I finally had the opportunity to fire up the new generator last night. Following filling it up with oil and the battery prep and installation, it started almost immediately on the first turn of the key. I ran it through a break-in cycle of varying RPM's (not sure if the factroy had done it for me) by activating the economy mode, deactivating it, and so on for about 15+ minutes (with varying times at each RPM level, about 10 cycles total). In the meantime, I also walked around and away from the unit to get a feel for the sound level. While it is louder than the Honda 2000 we borrowed from a friend during our August dry-camping trip, it is not offensive.

All in all, the construction/workmanship quality is good, so I look forward to actually "needing" it during our next dry trip. As far as the weight and size, it will fit onto a trailer hitch cargo carrier and is easily manageable for two people. A creative solo-individual could probably manage to maneuver it up into a pickup bed, etc.


----------



## raynardo (Jun 8, 2007)

This group is great! First off, I learned about this Onan/Costco generator here. I ordered it , and received it yesterday. And also yesterday, I learned through this group that the price had been reduced $100, so I contacted Costco and they're going to credit my credit card that $100! Thanks for all the great information!

Now, I'm thinking of mounting this generator to the back of my OB. I've decided that there are two ways of doing it: 1) purchase a a cargo carrier and have a hitch professionally welded to the frame of the OB. Then I'd put the generator into the cargo carrier. or 2) have the rear bumper of the OB extended so that I could place the generator on a platform between the rear bumper and the OB. Again this would be professionally done.

Has anyone tried either of these two methods? Any advice? Ideas? Comments?


----------



## CamperAndy (Aug 26, 2004)

Raynardo - what trailer do you have? I would not mount it on the rear if you have a rear slide model. Otherwise I would have a dual receiver hitch made and installed. Having a permanent extension off the back could be a pain.


----------



## cabullydogs (Jul 12, 2008)

I learned first hand that the stock bumper cannot withstand much weight.
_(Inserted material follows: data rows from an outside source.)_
PR #4293, opened 2020-12-21
Wait for 'FUNDING_LOCKED' in dualopend, not channeld 

niftynei:
Prework for allowing RBF of dual funded channel opens. We need to wait for FUNDING_LOCKED in dualopend, so that handling a request to RBF the channel can transition smoothly back to the 'opening' message flow.

To do this, we move all of the tx_sigs + psbt handling out of channeld, back into dualopend. We also add handling for reconnections, shutdown requests, and waiting for FUNDING_LOCKED to dualopend.

This looks like a big PR (because it is), but most of the stuff is small tweaks to the test suite to have tests pass for dual-funded channel flows. These aren't turned on here; waiting for the move over to dual-funding being a runtime flag (instead of compile flag).

Update: now based on top of #4294.

Changelog-None


tests/test_plugin.py
```diff
@@ -563,18 +563,43 @@ def test_openchannel_hook(node_factory, bitcoind):
...
+            'dust_limit_satoshis': '546000msat',
+            'feerate_per_kw': '7500',
+            'funding_satoshis': '100000000msat',
+            'htlc_minimum_msat': '0msat',
+            'id': l1.info['id'],
+            'max_accepted_htlcs': '483',
+            'max_htlc_value_in_flight_msat': '18446744073709551615msat',
+            'push_msat': '0msat',
+            'to_self_delay': '5',
+        }
```
cdecker, line 598: You can group the common elements into a single dict, and then update with the differences:

```suggestion
    expected = {
            'channel_flags': '1',
            'dust_limit_satoshis': '546000msat',
            'htlc_minimum_msat': '0msat',
            'id': l1.info['id'],
            'max_accepted_htlcs': '483',
            'max_htlc_value_in_flight_msat': '18446744073709551615msat',
            'to_self_delay': '5',
    }
    if l2.config('experimental-dual-fund'):
        # openchannel2 var checks
        expected.update({
            'commitment_feerate_per_kw': '750',
            'feerate_our_max': '150000',
            'feerate_our_min': '1875',
            'funding_feerate_best': '7500',
            'funding_feerate_max': '150000',
            'funding_feerate_min': '1875',
            'locktime': '.*',
            'their_funding': '100000000msat',
        })
    else:
        expected.update({
            'channel_reserve_satoshis': '1000000msat',
            'feerate_per_kw': '7500',
            'funding_satoshis': '100000000msat',
            'push_msat': '0msat',
        })
```

tests/test_plugin.py
```diff
@@ -604,9 +629,9 @@ def test_openchannel_hook_error_handling(node_factory, bitcoind):
     l1.fundwallet(10**6)
 
     # next fundchannel should fail fatal() for l2
-    with pytest.raises(RpcError, match=r'Owning subdaemon openingd died'):
+    with pytest.raises(RpcError, match=r'Owning subdaemon (openingd|dualopend) died'):
         l1.rpc.fundchannel(l2.info['id'], 100004)
-    assert l2.daemon.is_in_log("BROKEN.*Plugin rejected openchannel but also set close_to")
+    assert l2.daemon.is_in_log("BROKEN.*Plugin rejected openchannel2? but also set close_to")
```
cdecker, line 634: Just to make it clear what the `?` applies to:

```suggestion
    assert l2.daemon.is_in_log("BROKEN.*Plugin rejected openchannel[2]? but also set close_to")
```

wallet/db.c
```diff
@@ -668,6 +668,7 @@ static struct migration dbmigrations[] = {
     {SQL("ALTER TABLE invoices ADD COLUMN local_offer_id BLOB DEFAULT NULL REFERENCES offers(offer_id);"), NULL},
     /* A reference into our own offers table, if it was made from one */
     {SQL("ALTER TABLE payments ADD COLUMN local_offer_id BLOB DEFAULT NULL REFERENCES offers(offer_id);"), NULL},
+    {SQL("ALTER TABLE channels ADD tx_sigs_remote INTEGER DEFAULT 0;"), NULL},
```
cdecker, line 671: Can we make this `funding_tx_remote_sigs_received`, otherwise I know I'll forget this eventually :-)

wallet/wallet.c
```diff
@@ -1135,60 +1136,62 @@ static bool wallet_channels_load_active(struct wallet *w)
...
+					", minimum_depth" // 9
+					", next_index_local" // 10
+					", next_index_remote" // 11
+					", next_htlc_id" // 12
+					", funding_tx_id" // 13
+					", funding_tx_outnum" // 14
+					", funding_satoshi" // 15
+					", our_funding_satoshi" // 16
+					", funding_locked_remote" // 17
+					", tx_sigs_remote" // 18
```
cdecker, line 1157: Please add new fields at the bottom of the statement, that avoids a whole cascade of index updates and minimizes the diff.

wallet/db.c
cdecker: The only exception to this should be if the field is conditionally set with some other field, in which case grouping makes sense.

cdecker (commented):
Verified up until commit 9e151f4e60baa9179e34d9498661c1cee2d7eecd.

Since we change the state machine to use two new states that might have been persisted in the DB, I'm a bit worried that we might break channels that were initiated before the upgrade, then loaded after the upgrade and no longer functional. Specifically I'm thinking about `CHANNELD_AWAITING_LOCKIN` vs. `DUALOPEND_AWAITING_LOCKIN`.

Can you confirm that this has been taken care of and works as expected?

I'll finish up the review asap, but thought some early feedback might be good 🎄🎅

niftynei:
Lots of great feedback here, thanks!

>Since we change the state machine to use two new states that might have been persisted in the DB, I'm a bit worried that we might break channels that were initiated before the upgrade, then loaded after the upgrade and no longer functional. Specifically I'm thinking about CHANNELD_AWAITING_LOCKIN vs. DUALOPEND_AWAITING_LOCKIN.
>
> Can you confirm that this has been taken care of and works as expected?

I don't believe this is a necessary concern, given that as it stands currently in `master`, there's no way for you to have opened a channel using `dualopend` unless you've manually edited the source code to add `OPT_DUAL_FUND` to the options added in `lightningd`. The code is only built if you're using `EXPERIMENTAL_FEATURES` but even then dual-funding hasn't been flagged on.  So the possibility of a user having a channel in a state that'd need handling for this is very low and won't be a common case.

Given that the code is 'still dark', do you think it's reasonable to add handling/test for this case?

lightningd/options.c
```diff
@@ -844,6 +852,13 @@ static void register_opts(struct lightningd *ld)
 				 opt_set_wumbo, ld,
 				 "Allow channels larger than 0.16777215 BTC");
 
+	opt_register_early_noarg("--experimental-dual-fund",
+				 opt_set_dual_fund, ld,
+				 "EXPERIMENTAL!!! Advertise dual-funding"
```
cdecker, line 857: `EXPERIMENTAL!!! ` -> `experimental: `

contrib/pyln-testing/pyln/testing/utils.py
```diff
@@ -1020,6 +1020,13 @@ def passes_filters(hmsg, filters):
             out = out[2 + length:]
         return msgs
 
+    def config(self, config_name):
+        try:
+            opt = self.rpc.listconfigs(config_name)
+            return opt[config_name]
```
cdecker, line 1039: We can also have a default value, that'd also avoid the element not found issue here:

```
return opt.get(config_name, def)
```
Where `def` is just another argument above with `def = None`, so we have the same semantics.

contrib/pyln-testing/pyln/testing/utils.py
```diff
@@ -1020,6 +1020,13 @@ def passes_filters(hmsg, filters):
...
+        except RpcError:
```
cdecker, line 1040: Not sure we should swallow what amounts to a communication issue.

tests/test_connection.py
```diff
@@ -2322,7 +2324,8 @@ def test_dataloss_protection(node_factory, bitcoind):
 
     # l2 must NOT drop to chain.
     l2.daemon.wait_for_log("Cannot broadcast our commitment tx: they have a future one")
-    assert not l2.daemon.is_in_log('sendrawtx exit 0')
+    assert not l2.daemon.is_in_log('sendrawtx exit 0',
+                                   start=l2.daemon.logsearch_start)
```
cdecker, line 2427: This is semantically the same as `wait_for_log` which starts at `logsearch_start`.

tests/test_misc.py
```diff
@@ -1161,8 +1161,10 @@ def test_funding_reorg_private(node_factory, bitcoind):
 
     l1.rpc.fundchannel(l2.info['id'], "all", announce=False)
     bitcoind.generate_block(1)                      # height 106
+
+    state = 'DUALOPEND' if l1.config('experimental-dual-fund') else 'CHANNELD'
```
cdecker, line 1168: Should this be `daemon` instead?

tests/test_plugin.py
```diff
@@ -1620,8 +1620,12 @@ def test_feature_set(node_factory):
     l1 = node_factory.get_node(options={"plugin": plugin})
 
     fs = l1.rpc.call('getfeatureset')
-    assert fs['init'] == expected_peer_features()
-    assert fs['node'] == expected_node_features()
+    extra = []
+    if l1.config('experimental-dual-fund'):
+        extra.append(223)
```
cdecker, line 1664:
```
extra = [223] if l1.config('experimental-dual_fund') else []
```

cdecker (commented):
Three quarters through and it's looking good :+1:

cdecker:
Reviewed up to 204f2a5fa1a0f17f05ff0d5763eed88bcb409d3e of PR version 96510adab2043f92af899538b32aac05080e0492. Will finish up asap.

cdecker (changes requested):
Turns out that the remainder wasn't that much, mostly tests and infra for tests. 
Just some minor feedback that needs to be addressed, otherwise LGTM :+1:

cdecker:
Thanks @niftynei for the update, I went through the [range-diff](http://46.101.246.115:8888/ElementsProject/lightning/pull/4293/range_diff/96510adab2043f92af899538b32aac05080e0492..2d827657818f701fe92ac50172dc76867d4227d1) and marked the addressed feedback as resolved.

The only ones that are not addressed yet are:

 - [Keeping a TLV around when all we need is one field](https://github.com/ElementsProject/lightning/pull/4293#discussion_r551404031)
 - [Reporting a missing config option when we fail to communicate](https://github.com/ElementsProject/lightning/pull/4293#discussion_r551280498)

Could you comment on those?

cdecker:
btw, the size of the PR made me update my range-diff tool so I can navigate it easier and with colors xD

niftynei (commented):
Forgot to submit these with the updates :facepalm:

cdecker:
ACK https://github.com/ElementsProject/lightning/pull/4293/commits/2d827657818f701fe92ac50172dc76867d4227d1

cdecker (approved):

cdecker:
Rebased on top of `master` to get rid of the conflicts on generated files.

ACK https://github.com/ElementsProject/lightning/pull/4293/commits/cbcddf2ad8224dc8f84293476ba91f4235bb6565

cdecker:
I'm afraid that merging #4271 caused a conflict in `channeld.c` that requires rebasing and fixing before we can merge. @niftynei can you do that, I failed miserably since it conflicts inside of a `switch` and nested `#if` statement xD

niftynei:
Rebased :+1:

cdecker:
Tiny fixup to address a python lint. Merging asap :-)

cdecker:
ACK https://github.com/ElementsProject/lightning/pull/4293/commits/92b03372a253534a17c598855d1d66206505bc5c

As a result, I removed the twisted mess and rebuilt a replacement using heavier wall tubing and plenty of triangulation for strength. Fortunately, all of the material I needed was readily available and free. Several days and a lot of mig welding wire later, the finished piece looks very similar to stock with two 2" receivers placed in the center, one over the other. The lower one is for my fold-up cargo carrier (to carry the generator) and the upper is for my bicycle rack. I tested it and observed little, if any flex, as opposed to the stock piece.

I would recommend having a receiver hitch installed similar to what others have done, attaching it directly to the frame, not the stock bumper. Or, have a new bumper built that can actually withstand and support a 2" receiver and whatever you legaly attach to it. Extending the stock bumper out would look silly when you are not using your platform to carry anything and may limit the length of camping site you may want to visit in the future (as your trailer's OAL would be increased).

I am sure there are other ways/ideas, this is just what I decided to do and am happy with the final product.


----------



## Sayonara (Jul 23, 2007)

cabullydogs said:


> I learned first hand that the stock bumper cannot withstand much weight. As a result, I removed the twisted mess and rebuilt a replacement using heavier wall tubing and plenty of triangulation for strength. Fortunately, all of the material I needed was readily available and free. Several days and a lot of mig welding wire later, the finished piece looks very similar to stock with two 2" receivers placed in the center, one over the other. The lower one is for my fold-up cargo carrier (to carry the generator) and the upper is for my bicycle rack. I tested it and observed little, if any flex, as opposed to the stock piece.


Do you have a picture of this fully loaded up? or not loaded would be good too.


----------



## cabullydogs (Jul 12, 2008)

No pictures as of yet, but I will take some this weekend down at the storage lot.


----------



## raynardo (Jun 8, 2007)

CamperAndy said:


> Raynardo - what trailer do you have? I would not mount it on the rear if you have a rear slide model. Otherwise I would have a dual receiver hitch made and installed. Having a permanent extension off the back could be a pain.


My signature informs the world of my 26RKS OB trailer. It has no rear slide. It might be a minor pain to have a permanent extension, but this will be offset by the fact that I've got a generator in place that will run the entire OB anywhere I am, quietly.

I perused the archives and discovered that "Colorado Dirt Biker" had done what I wanted to do, and that was extend the rear OB bumper 24" with a welded steel extension. At this present time, I've taken my OB to a welding shop to commence the work. We're also adding "scrape wheels" to the extension. It should be ready this coming week. And I've also ordered a cover for the Cummins Onan P4300ie generator.

When it's done, I'll post pictures of what I've created.

And if I haven't mentioned it already, that generator is sweet - I installed the recommended battery and the electric start is the only way to go. And through this group, I've discovered that there is a company that makes a remote starter for this generator, but at $500 or so, I think I'll be able to go out an turn the key a any number of times.


----------



## CamperAndy (Aug 26, 2004)

raynardo said:


> Raynardo - what trailer do you have? I would not mount it on the rear if you have a rear slide model. Otherwise I would have a dual receiver hitch made and installed. Having a permanent extension off the back could be a pain.


My signature informs the world of my 26RKS OB trailer. It has no rear slide. It might be a minor pain to have a permanent extension, but this will be offset by the fact that I've got a generator in place that will run the entire OB anywhere I am, quietly.

I perused the archives and discovered that "Colorado Dirt Biker" had done what I wanted to do, and that was extend the rear OB bumper 24" with a welded steel extension. At this present time, I've taken my OB to a welding shop to commence the work. We're also adding "scrape wheels" to the extension. It should be ready this coming week. And I've also ordered a cover for the Cummins Onan P4300ie generator.

When it's done, I'll post pictures of what I've created.

And if I haven't mentioned it already, that generator is sweet - I installed the recommended battery and the electric start is the only way to go. And through this group, I've discovered that there is a company that makes a remote starter for this generator, but at $500 or so, I think I'll be able to go out an turn the key a any number of times.
[/quote]

I often connect through a VPN that blocks images thus I did not see what you had. If your signature had a text description to tell the world what you have I would not have asked.

As for the remote start. If you are set on a permanent mount then just hard wire the key into the trailer.


----------